Autoimmune Disease in Brief
Autoimmune disorders affect millions of Americans every year. These illnesses can cause severe damage to internal organs such as the heart, lungs, joints, skin, eyes, kidneys, blood vessels, nerves, and the digestive tract. They also increase the risk of cancer, diabetes, stroke, osteoporosis, depression, anxiety, infertility, and premature death.
Autoimmune diseases are caused by an overactive immune system that attacks the body’s tissues. The most common autoimmune disorder is rheumatoid arthritis (RA). It affects about 1% of people worldwide. RA causes inflammation in the lining of the joints, which leads to pain, stiffness, swelling, and loss of function. Other autoimmune disorders include systemic lupus erythematosus (SLE), multiple sclerosis (MS), scleroderma, Sjögren syndrome, thyroiditis, type I diabetes, celiac disease, Hashimoto’s thyroiditis, psoriatic arthritis, Crohn’s disease, ulcerative colitis, and dermatomyositis.
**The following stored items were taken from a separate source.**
PR #3810, opened 2022-04-06
Send digest with leaderboard entry creation call

AlexandreSi:


AlexandreSi:
TODO: Clear leaderboard context when switching projects

Extensions/Leaderboards/leaderboardstools.ts
```diff
@@ -1,7 +1,15 @@
 namespace gdjs {
+  declare var jsSHA: any;
+
   const logger = new gdjs.Logger('Leaderboards');
   export namespace evtTools {
     export namespace leaderboards {
+      const computeDigest = (payload: string): string => {
+        const shaObj = new jsSHA('SHA-256', 'TEXT', { encoding: 'UTF8' });
```
ClementPasteau, line 8: out of curiosity, how did you pick this library?

ClementPasteau (commented):
lgtm, I'll let @4ian approve this one :)

GDJS/Runtime/libs/sha256.js
```diff
@@ -0,0 +1,740 @@
+/**
```
arthuro555, line 1: Maybe a minified version could be used since this file is untransformed?

Extensions/Leaderboards/leaderboardstools.ts
```diff
@@ -1,7 +1,15 @@
 namespace gdjs {
+  declare var jsSHA: any;
```
arthuro555, line 2: It doesn't seem that hard to type. At least even if not describing the whole library then its usage here:
```suggestion
  declare const jsSHA: (algorithm: "SHA-256", type: "TEXT", options: {encoding: "UTF8"}) => { getHash: (format: "B64") => string, update: (payload: string) => void, };
```

arthuro555 (approved):

Extensions/Leaderboards/leaderboardstools.ts
4ian: Library implementing just a single algorithm and lightweight. Something not focused on performance or completness (we don't want multiple megabytes of dependencies) but something that works entirely in JS (or wasm).

Extensions/Leaderboards/leaderboardstools.ts
4ian: Actually I think the library has some d.ts that we can include: https://github.com/Caligatio/jsSHA/blob/master/dist/sha256.d.ts

GDJS/GDJS/IDE/ExporterHelper.cpp
```diff
@@ -534,6 +534,7 @@ void ExporterHelper::AddLibsInclude(bool pixiRenderers,
   InsertUnique(includesFiles, "logger.js");
   InsertUnique(includesFiles, "gd.js");
   InsertUnique(includesFiles, "libs/rbush.js");
+  InsertUnique(includesFiles, "libs/sha256.js");
```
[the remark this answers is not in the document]
AlexandreSi: Good question. If it is only used (and meant to be used) by the leaderboard extension, I could only put it in the extension folder. What do you think?

Extensions/Leaderboards/leaderboardstools.ts
AlexandreSi: I'll see how to include it

Extensions/Leaderboards/JsExtension.js
```diff
@@ -28,13 +28,13 @@ module.exports = {
...
-        _('Leaderboards'),
+        _('Leaderboards (experimental)'),
         _('Allow your game to send scores to your leaderboards.'),
         'Florian Rival',
         'Open source (MIT License)'
       )
-      .setCategory('Leaderboards');
-    extension
+      .setExtensionHelpPath('/all-features/leaderboards')
+      .setCategory('Leaderboards')
```
arthuro555, line 37: A category is meant to be generic and applicable to multiple extensions. Maybe something like "GDevelop services", "Online services" or "Liluo services" would be better?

The exact cause of autoimmune disorders remains unknown. However, scientists believe they may be triggered by a combination of genetic factors and environmental triggers. Some researchers think certain infections or other health problems may trigger the development of autoimmunity. For example, some studies have found that infection with Epstein-Barr virus (EBV) increases the risk for MS. Researchers suspect that this virus may trigger the immune response that results in MS. Another possible link between EBV and MS is that both viruses infect B cells. Scientists theorize that when these two viruses infect the same cell, it may lead to an abnormal immune response that damages the brain and spinal cord.
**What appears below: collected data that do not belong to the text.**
PR #3814, opened 2022-04-07
Add warnings when updating an extension with breaking changes

arthuro555:
The warning messages are now clearer, translatable, and only shown if the update type is unknown or breaking (major).

### DIFF
--- a/newIDE/app/src/AssetStore/ExtensionStore/ExtensionInstallDialog.js
+++ b/newIDE/app/src/AssetStore/ExtensionStore/ExtensionInstallDialog.js
@@ -1,5 +1,5 @@
 // @flow
-import { Trans } from '@lingui/macro';
+import { Trans, t } from '@lingui/macro';
 import React from 'react';
 import Dialog from '../../UI/Dialog';
 import FlatButton from '../../UI/FlatButton';
@@ -47,6 +47,7 @@ type Props = {|
   onInstall: () => Promise<void>,
   onEdit?: () => void,
   project: gdProject,
+  i18n: I18nType,
 |};
 
 const ExtensionInstallDialog = ({
@@ -56,6 +57,7 @@ const ExtensionInstallDialog = ({
   onInstall,
   onEdit,
   project,
+  i18n,
 }: Props) => {
   const alreadyInstalled = project.hasEventsFunctionsExtensionNamed(
     extensionShortHeader.name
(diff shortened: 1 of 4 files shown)


newIDE/app/src/AssetStore/ExtensionStore/ExtensionInstallDialog.js
```diff
@@ -94,18 +97,29 @@ const ExtensionInstallDialog = ({
   const onInstallExtension = React.useCallback(
     () => {
       if (canInstallExtension) {
-        if (alreadyInstalled) {
-          const answer = Window.showConfirmDialog(
-            'This extension is already in your project, this will install the latest version. You may have to do some adaptations to make sure your game still works. Do you want to continue?'
-          );
```
D8H, line 100: It might be important to keep this message. It was added to avoid extension creators to override the extension update they are working on by mistake.
Maybe, it could detect an upgrade with the same or lower version and change the color of the update button or something like this.

arthuro555:
Ping

D8H:
I tested manually. I don't see any issue.

* Update
Update

* Major update
MajorUpdate
 
* Unknown
Unknown

D8H:
What do you think about handling the case when a downgrade is done?
It will happen when someone is working on an extension update or is trying one. Changing the button to "Downgrade" could help to avoid mistakes.

Also, maybe the installed version could be shown next to the new version, with something like this:
```JavaScript
              {extensionUpdate ?
              (<Trans>Version{' ' + extensionShortHeader.version + ' '} (installed:{' ' + extensionUpdate.currentVersion})</Trans>) :
              (<Trans>Version{' ' + extensionShortHeader.version}</Trans>)}
```

newIDE/app/src/AssetStore/ExtensionStore/ExtensionInstallDialog.js
```diff
@@ -95,16 +98,24 @@ const ExtensionInstallDialog = ({
       if (canInstallExtension) {
         if (alreadyInstalled) {
           const answer = Window.showConfirmDialog(
-            'This extension is already in your project, this will install the latest version. You may have to do some adaptations to make sure your game still works. Do you want to continue?'
+            (extensionUpdate && extensionUpdate.type) === 'major'
+              ? i18n._(
+                  t`This extension update contains a breaking change. You will have to do some adaptations to make sure your game still works. We advise to back up your game before proceeding. Do you want to continue?`
```
D8H, line 103: > You will have to do some adaptations to make sure your game still works.
It's a nitpick but for me "make sure" mean "verify" and doing changes is more than verifying.
I guess it should be either:
`Make sure your game still works and do required adaptations.`
`Adaptations may be required for your game to keep working.`

newIDE/app/src/AssetStore/ExtensionStore/ExtensionInstallDialog.js
```diff
@@ -95,16 +98,24 @@ const ExtensionInstallDialog = ({
...
+                )
+              : (extensionUpdate && extensionUpdate.type) === 'unknown'
+              ? i18n._(
+                  t`The latest version will be installed, but it isn't indicated whether this update includes breaking changes. You may have to do some adaptations to make sure your game still works. We advise to back up your game before proceeding. Do you want to continue?`
+                )
+              : i18n._(
+                  t`The latest version of the extension is about to be installed. While the extension notifies that there should be no breaking changes, be aware that any modifications you might have made to the extension since installing it will be discarded.  Do you want to continue?`
```
D8H, line 110: > While the extension notifies that there should be no breaking changes, be aware that any modifications you might have made to the extension since installing it will be discarded.

It's hard to see what is the logic behind this.
Does it warns against possible behavior changes that reviews could have missed?
Does it imply that the breaking changes could come from the loss of user-made changes?

What seems important here is that user-made changes might be lost. The message seems too long and will probably not be read.

```suggestion
                  t`Be aware that any modifications you might have made to the extension since installing it will be discarded. Do you want to continue?`
```

newIDE/app/src/AssetStore/ExtensionStore/index.js
```diff
@@ -165,23 +166,28 @@ export const ExtensionStore = ({
...
-            const wasInstalled = await onInstall(selectedExtensionShortHeader);
-            // An errorBox is already displayed by `installExtension`.
-            if (wasInstalled) setSelectedExtensionShortHeader(null);
-          }}
-          onClose={() => setSelectedExtensionShortHeader(null)}
-        />
-      )}
+          </ColumnStackLayout>
+        )}
+      </ResponsiveWindowMeasurer>
```
arthuro555, line 171:
```suggestion
          )}
        />
      </ColumnStackLayout>
```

There are several known risk factors for developing an autoimmune condition. People with one or more family members with an autoimmune disorder are at greater risk than those without any family history. In addition, women are twice as likely as men to develop an autoimmune disease. This could be because women produce higher antibodies against their tissue than men.
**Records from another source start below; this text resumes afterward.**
PR #3817, opened 2022-04-08
Fix: update the game details for Liluo.io when a game is published for the 1st time.

D8H:


newIDE/app/src/Export/GenericExporters/OnlineWebExport/OnlineGameLink.js
```diff
@@ -103,14 +126,42 @@ const OnlineGameLink = ({
       try {
         setIsGameLoading(true);
         const game = await getGame(getAuthorizationHeader, id, gameId);
-        setGame(game);
+
+        let updatedGame = null;
+        try {
+          const isPublishedForTheFirstTime =
+            build && game.publicWebBuildId === build.id;
```
ClementPasteau, line 133: I'm not sure this will work 🤔 

this is the same condition as the variable above `isBuildPublished` which ensures that the current build is the build published.
I'm afraid that with this condition, the update to the game will always be called when you push your build live (and then will be a duplicate of the existing `onGameUpdate` below?

D8H: When a game is already published, this condition can't be true at the openning of the dialog because it's only after the game details are verified by the user that `publicWebBuildId` is updated with the `build.id`.

I manually tested it and it works, I don't say it's clean though.

ClementPasteau: right, I see. I agree with you that it's not the cleanest 🤔  but can't think of a good solution for the moment...

D8H:
This issue is already fixed by another PR.

PR #84, opened 2015-10-26
DOC: Document interaction between options `expand/1' and `file_type/1…

wouterbeek:
…' in `absolute_file_name/3'.


JanWielemaker:
I don't agree with that.  It is not a specific interaction between these two options.  There is a general pattern that some options affect the search (expand, extensions, relative_to, ...) and some are conditions (file_type is a mix, access is a clear condition).  If the end result is empty it raises an existence error.   I'd be happy with a change to the overall documentation to make this mechanism more explicit.

PR #88, opened 2015-11-07
Updated listing/1  to show the proper defining module

logicmoo:
This fixes the issue with autoloaded predicates displaying the defining module incorrectly the first time you type 

?- listing(ls).

(the second calling to listing was correct before this patch, and continues to correct after this patch)


logicmoo:
Jan fix already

Genetic factors may also contribute to the development of autoimmune conditions. A person’s genes influence how their immune system responds to foreign substances. Therefore, if someone has inherited a gene mutation that makes them more susceptible to an autoimmune disorder, they will be more likely to develop the illness.
Other risk factors include:
• Being female
• Having a first-degree relative—parent, sibling, or child—with an autoimmune disorder
• Exposure to tobacco smoke
• Infection with hepatitis C virus
• Chronic stress
• Certain medications
• Hormonal changes during pregnancy or after menopause
People with autoimmune disorders often experience symptoms before the diagnosis is made. Symptoms vary depending on the specific organ affected. Common signs and symptoms of autoimmune diseases include:
• Joint pain, especially in the morning
• Swelling of the hands, feet, ankles, knees, elbows, or fingers
• Muscle weakness
• Numbness or tingling in the arms or legs
• Skin rash
• Hair loss
• Eye irritation
• Abdominal pain
• Shortness of breath
• Heart palpitations
• Chest pains
• Loss of appetite
• Weight gain
The symptoms of autoimmune disorders vary from person to person. Some people have no symptoms, while others may experience joint pain, fatigue, fever, weight loss, or other problems. Talk with your doctor if you think you are suffering from an autoimmune disorder. They will perform a physical exam and ask questions about your health history. Your doctor may recommend lab tests to determine if you have any underlying conditions. For example, they may order blood work to check for antibodies against certain proteins that indicate whether you have an autoimmune disease.
A doctor can diagnose autoimmune disorders based on your medical history, physical examination, laboratory tests, and imaging studies. Your doctor will ask you questions about your symptoms and perform a complete physical exam. They will look for joint damage, muscle weakness, skin lesions, and other abnormalities. Laboratory tests may show high levels of antibodies in the blood. Imaging studies such as X-rays, CT scans, MRI scans, ultrasound exams, and bone scans may reveal evidence of inflammation.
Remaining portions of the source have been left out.